Task goal: Every line of the records that holds the word "telemetry" should be copied.

Entries shown:
PR #374, opened 2023-07-25
semconvgen: Quickfix after semconv repo migration

pellared:
This is "quickfix" for `semconvgen` so that the OTel Collector and Go can use `semconvgen` after the semantic conventions moved from https://github.com/open-telemetry/opentelemetry-specification to https://github.com/open-telemetry/semantic-conventions.

This change was tested as part of https://github.com/open-telemetry/opentelemetry-go/pull/4362

A more sophisticated way would be probably to have two args in  `semconvgen`; one for the Git repository and second for folder when the YAML definitions reside. However, I think that it may be not worth the effort and could introduce more problems than benefits (both OTel Collector and Go would need to update their semconv generation scripts).

### DIFF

Exercise answer:
This is "quickfix" for `semconvgen` so that the OTel Collector and Go can use `semconvgen` after the semantic conventions moved from https://github.com/open-telemetry/opentelemetry-specification to https://github.com/open-telemetry/semantic-conventions.
This change was tested as part of https://github.com/open-telemetry/opentelemetry-go/pull/4362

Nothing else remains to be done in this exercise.